In our study, although clinical consequences were different between overt and covert SS, distal M2 occlusion and acute M2 angulation were associated with both overt and covert SS. Therefore, when planning a procedural strategy, identifying these angiographic findings is important, and when the performing M2 thrombectomy under these anatomic conditions, a tailored thrombectomy technique as well as delicate microguidewire navigation is required to reduce SS occurrence.

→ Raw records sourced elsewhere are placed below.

PR #5804, opened 2018-08-07
report: add PSI.prepareLabData()

### LINKED ISSUE #5803: Add Util.renderPerformanceCategoryForPSI()
Expose a single API for PSI to use.

something like:
```js
/** @typedef {import('./psi-renderer.js')} PSIReportRenderer */

/**
 * @param {string} LHresponseJsonString
 * @return {Element}
 */
function renderPerformanceCategoryForPSI(lighthouseResponse) {
  var lighthouseJson = JSON.parse(lighthouseResponse);
  const dom = new DOM(document);

  const reportLHR = JSON.parse(JSON.stringify(lighthouseJson));
  reportLHR.reportCategories = Object.values(reportLHR.categories);
  ReportRenderer.smooshAuditResultsIntoCategories(reportLHR.audits, reportLHR.reportCategories);
  const perfCategory = reportLHR.reportCategories.find(cat => cat.id === 'performance');
  const perfRenderer = new PerformanceCategoryRenderer(dom, new DetailsRenderer(dom));
  const perfEl = perfRenderer.render(perfCategory, reportLHR.categoryGroups);

  const scoreGaugeEl = dom.find('.lh-score__gauge', perfEl);
  const scoreGaugeWrapper = dom.find('.lh-gauge__wrapper', scoreGaugeEl);
  scoreGaugeWrapper.classList.add('lh-gauge__wrapper--huge');
  scoreGaugeWrapper.removeAttribute('href');
  dom.find('.lh-category-header', perfEl).remove();
  dom.find('.lh-permalink', perfEl).remove();

  const datauri = PerformanceCategoryRenderer.getLastScreenshot(perfCategory);

  return [scoreGaugeEl, perfEl, datauri];
};
```

paulirish:
and move `getFinalScreenshot` from `Util` to `PSI`

fixes #5803

### DIFF
--- a/lighthouse-core/report/html/renderer/performance-category-renderer.js
+++ b/lighthouse-core/report/html/renderer/performance-category-renderer.js
@@ -112,13 +112,20 @@ class PerformanceCategoryRenderer extends CategoryRenderer {
   /**
    * @param {LH.ReportResult.Category} category
    * @param {Object<string, LH.Result.ReportGroup>} groups
+   * @param {string=} environment
    * @return {Element}
    * @override
    */
-  render(category, groups) {
+  render(category, groups, environment) {
     const element = this.dom.createElement('div', 'lh-category');
-    this.createPermalinkSpan(element, category.id);
-    element.appendChild(this.renderCategoryHeader(category));
+    if (environment === 'PSI') {
+      const gaugeEl = this.dom.createElement('div', 'lh-score__gauge');
+      gaugeEl.appendChild(this.renderScoreGauge(category));
+      element.appendChild(gaugeEl);
+    } else {
+      this.createPermalinkSpan(element, category.id);
+      element.appendChild(this.renderCategoryHeader(category));
+    }
 
     // Metrics
     const metricAudits = category.auditRefs.filter(audit => audit.group === 'metrics');
--- a/lighthouse-core/report/html/renderer/performance-category-renderer.js
+++ b/lighthouse-core/report/html/renderer/performance-category-renderer.js
@@ -112,7 +112,7 @@ class PerformanceCategoryRenderer extends CategoryRenderer {
   /**
    * @param {LH.ReportResult.Category} category
    * @param {Object<string, LH.Result.ReportGroup>} groups
-   * @param {string=} environment
+   * @param {string=} environment 'PSI' and undefined are the only valid values
    * @return {Element}
    * @override
    */
--- a/lighthouse-core/report/html/renderer/psi.js
+++ b/lighthouse-core/report/html/renderer/psi.js
@@ -43,7 +43,7 @@ class PSI {
     if (!reportLHR.categoryGroups) throw new Error(`No category groups found.`);
 
     const perfRenderer = new PerformanceCategoryRenderer(dom, new DetailsRenderer(dom));
-    // PSI environment string will assure the categoryHeader and permalink elements are excluded
+    // PSI environment string will ensure the categoryHeader and permalink elements are excluded
     const perfCategoryEl = perfRenderer.render(perfCategory, reportLHR.categoryGroups, 'PSI');
 
     const scoreGaugeEl = dom.find('.lh-score__gauge', perfCategoryEl);
--- a/lighthouse-core/report/html/renderer/psi.js
+++ b/lighthouse-core/report/html/renderer/psi.js
@@ -54,8 +54,18 @@ class PSI {
     scoreGaugeWrapper.removeAttribute('href');
     dom.find('.lh-permalink', perfCategoryEl).remove();
 
-    const finalScreenshotDataUri = Util.getFinalScreenshot(perfCategory);
+    const finalScreenshotDataUri = PSI.getFinalScreenshot(perfCategory);
     return {scoreGaugeEl, perfCategoryEl, finalScreenshotDataUri};
+  }
+
+  /**
+   * @param {LH.ReportResult.Category} perfCategory
+   * @return {null|string}
+   */
+  static getFinalScreenshot(perfCategory) {
+    const auditRef = perfCategory.auditRefs.find(audit => audit.id === 'final-screenshot');
+    if (!auditRef || !auditRef.result || auditRef.result.scoreDisplayMode === 'error') return null;
+    return auditRef.result.details.data;
   }
 }
 
--- a/lighthouse-core/report/html/renderer/psi.js
+++ b/lighthouse-core/report/html/renderer/psi.js
@@ -21,20 +21,20 @@
 class PSI {
   /**
    * Returns all the elements that PSI needs to render the report
-   * We keep expose this helper method to minimize the 'public' API surface of the renderer
+   * We expose this helper method to minimize the 'public' API surface of the renderer
    * and allow us to refactor without two-sided patches.
    *
    *   const {scoreGaugeEl, perfCategoryEl, finalScreenshotDataUri} = PSI.prepareLabData(
-   *      LHresponseJsonString,
+   *      LHResultJsonString,
    *      document
    *   );
    *
-   * @param {string} LHresponseJsonString
-   * @param {Document} document
+   * @param {string} LHResultJsonString The stringified version of {LH.Result}
+   * @param {Document} document The host page's window.document
    * @return {{scoreGaugeEl: Element, perfCategoryEl: Element, finalScreenshotDataUri: string|null}}
    */
-  static prepareLabData(LHresponseJsonString, document) {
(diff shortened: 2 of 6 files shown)


lighthouse-core/report/html/renderer/psi.js
```diff
@@ -0,0 +1,76 @@
...
+ * limitations under the License.
+ */
+'use strict';
+
+/* globals self DOM PerformanceCategoryRenderer Util DetailsRenderer */
+
+class PSI {
+  /**
+   * Returns all the elements that PSI needs to render the report
+   * We keep expose this helper method to minimize the 'public' API surface of the renderer
```
brendankenny: remove "keep"?

lighthouse-core/report/html/renderer/psi.js
```diff
@@ -0,0 +1,76 @@
...
+   * and allow us to refactor without two-sided patches.
+   *
+   *   const {scoreGaugeEl, perfCategoryEl, finalScreenshotDataUri} = PSI.prepareLabData(
+   *      LHresponseJsonString,
+   *      document
+   *   );
+   *
+   * @param {string} LHresponseJsonString
```
brendankenny: - can we call it an `LHRJsonString` or an `LHresultJsonString`? Or something else. Or do you think this will be the most self explanatory name?
- can always add param descriptions to help with that
- the capitalization scheme here is totally crazy. Capital `LH`, all lowercase `response`, camelcase `Json` :)
- can it just be an `LH.Result` and not a string? (i.e. already parsed)

lighthouse-core/report/html/renderer/psi.js
```diff
@@ -0,0 +1,76 @@
...
+    const perfCategoryEl = perfRenderer.render(perfCategory, reportLHR.categoryGroups);
+
+    const scoreGaugeEl = dom.find('.lh-score__gauge', perfCategoryEl);
+    const scoreGaugeWrapper = dom.find('.lh-gauge__wrapper', scoreGaugeEl);
+    scoreGaugeWrapper.classList.add('lh-gauge__wrapper--huge');
+    // Remove Performance category title/description
+    dom.find('.lh-category-header', perfCategoryEl).remove();
+    // Remove navigation links
+    scoreGaugeWrapper.removeAttribute('href');
+    dom.find('.lh-permalink', perfCategoryEl).remove();
```
brendankenny: these `remove()`s are definitely the hackiest bits. Could we do with CSS or have a method for it on `CategoryRenderer` or something else?

lighthouse-core/test/report/html/renderer/psi-test.js
```diff
@@ -0,0 +1,125 @@
...
+  __dirname + '/../../../../report/html/templates.html',
+  'utf8'
+);
+
+/* eslint-env jest */
+
+describe('DOM', () => {
+  let document;
+  beforeAll(() => {
+    global.URL = URL; // do i need to do this?
```
brendankenny: > do i need to do this?

you tell me :P

lighthouse-core/test/report/html/renderer/psi-test.js
```diff
@@ -0,0 +1,125 @@
...
+        const lhrWithoutPerf = JSON.parse(sampleResultsStr);
+        delete lhrWithoutPerf.categories.performance;
+        const lhrWithoutPerfStr = JSON.stringify(lhrWithoutPerf);
+
+        assert.throws(() => {
+          PSI.prepareLabData(lhrWithoutPerfStr, document);
+        }, /no performance category/i);
+      });
+
+      it('throws if there is no perf category', () => {
```
brendankenny: same as above?

lighthouse-core/report/html/renderer/psi.js
paulirish: name updated to `LHResultJsonString`

> can it just be an LH.Result and not a string? (i.e. already parsed)

I considered that. The fact that it's a string is due to LR. (And me, obv). And at some point we'll fix LR and this won't be a string anymore and will be received on the PSI side as a proper `LH.Result` (or `LHLite.Result`) 

Since that seems like an implementation detail on the LH/LR side, it seemed reasonable that we eat the maintenance cost. Both LR and third_party/lh-renderer will have to roll in coordination, but that's about it.

lighthouse-core/report/html/renderer/psi.js
paulirish: impl-wise it really comes down to [avoiding these two lines](https://github.com/GoogleChrome/lighthouse/blob/e9d9fbf8b304473148462e787f77c9118b9acb91/lighthouse-core/report/html/renderer/performance-category-renderer.js#L120-L121), so yah we can easily avoid these .remove's.

1. option: add extra arg to PerfCatRen.render() that avoids making the permamlink & catHeader elements in the first place. 1 more arg to .render() than the base class, but shrug.
1. option: just like `this._dom.isDevTools()` we add a `this._dom.isPSI()` and drop it into PCR.render().
1. the CSS solution (`display:none`) is possible and technically safe for screenreaders, but it feels a tad messy.
1. what kinda method on CatRen are you thinking of?

lighthouse-core/report/html/renderer/psi.js
brendankenny: > Since that seems like an implementation detail on the LH/LR side, it seemed reasonable that we eat the maintenance cost. Both LR and third_party/lh-renderer will have to roll in coordination, but that's about it.

SG, just wondering

lighthouse-core/report/html/renderer/psi.js
brendankenny: > option: just like `this._dom.isDevTools()` we add a `this._dom.isPSI()` and drop it into `PCR.render()`.

this has its downsides, but since we have precedent with `isDevTools()` it seems (to me) like the best option out of these (besides a `.isPSI` CSS class, but seems like you really don't like that :)

> what kinda method on CatRen are you thinking of?

I was hoping if I suggested it vaguely enough you'd assume I meant something in particular and bring that back as a possible solution :)

lighthouse-core/test/report/html/renderer/psi-test.js
brendankenny: > do i need to do this?

```
  ● DOM › psi prepareLabData helpers › prepareLabData › reports expected data
    ReferenceError: URL is not defined
      127 |         a.target = '_blank';
      128 |         a.textContent = linkText;
    > 129 |         a.href = (new URL(linkHref)).href;
          |                       ^
      130 |         element.appendChild(a);
      131 |       }
      132 |     }
      at DOM.convertMarkdownLinkSnippets (lighthouse-core/report/html/renderer/dom.js:129:23)
      at PerformanceCategoryRenderer._renderMetric (lighthouse-core/report/html/renderer/performance-category-renderer.js:44:40)
      at keyMetrics.forEach.item (lighthouse-core/report/html/renderer/performance-category-renderer.js:135:41)
          at Array.forEach (<anonymous>)
      at PerformanceCategoryRenderer.render (lighthouse-core/report/html/renderer/performance-category-renderer.js:134:16)
      at Function.prepareLabData (lighthouse-core/report/html/renderer/psi.js:46:41)
      at Object.it (lighthouse-core/test/report/html/renderer/psi-test.js:59:28)
PASS lighthouse-core/test/audits/mainthread-work-breakdown-test.js
```

apparently yes :)

lighthouse-core/report/html/renderer/performance-category-renderer.js
```diff
@@ -112,13 +112,20 @@ class PerformanceCategoryRenderer extends CategoryRenderer {
   /**
    * @param {LH.ReportResult.Category} category
    * @param {Object<string, LH.Result.ReportGroup>} groups
+   * @param {string=} environment
```
brendankenny: maybe be specific about what's accepted...I assume `'PSI'=` works but that looks weird :)

lighthouse-core/report/html/renderer/psi.js
```diff
@@ -0,0 +1,74 @@
...
+    const lhResult = /** @type {LH.Result} */ JSON.parse(LHResultJsonString);
+    const dom = new DOM(document);
+
+    const reportLHR = Util.prepareReportResult(lhResult);
+    const perfCategory = reportLHR.reportCategories.find(cat => cat.id === 'performance');
+    if (!perfCategory) throw new Error(`No performance category. Can't make lab data section`);
+    if (!reportLHR.categoryGroups) throw new Error(`No category groups found.`);
+
+    const perfRenderer = new PerformanceCategoryRenderer(dom, new DetailsRenderer(dom));
+    // PSI environment string will assure the categoryHeader and permalink elements are excluded
```
brendankenny: ensure?

PR #5805, opened 2018-08-07
report(i18n): set `lang` attribute according to locale

paulirish:


lighthouse-core/report/report-generator.js
```diff
@@ -40,6 +40,7 @@ class ReportGenerator {
     const sanitizedJavascript = htmlReportAssets.REPORT_JAVASCRIPT.replace(/<\//g, '\\u003c/');
 
     return ReportGenerator.replaceStrings(htmlReportAssets.REPORT_TEMPLATE, [
+      {search: '%%LIGHTHOUSE_LOCALE%%', replacement: lhr.configSettings.locale},
```
brendankenny: should have a fallback for older lhrs without a `locale`?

This study has several limitations. First, inherent selection bias was inevitable because of the nonrandomized and retrospective study design. In particular, it is challenging to deliver a thromboaspiration catheter to the face proximal to the clot, especially in the distally located or curved M2, and this issue may influence the selection of first-line MT devices. Thus, careful interpretation of the results is required. Second, the sample size may not have been large enough to show statistical differences between the subgroups of this cohort from a single center. Most important, the sample size of the SS subgroups was very small, thus hampering appropriate analysis of their association with clinical outcome variables. Additionally, the application rate of CA was low (10.0%), and the differential effect derived from the use of the device on SS was not sufficient for assessment. Third, the wide range of the study period, including the potential effect of advancements in endovascular techniques and operator skill on treatment outcomes, is another potential limitation of this study.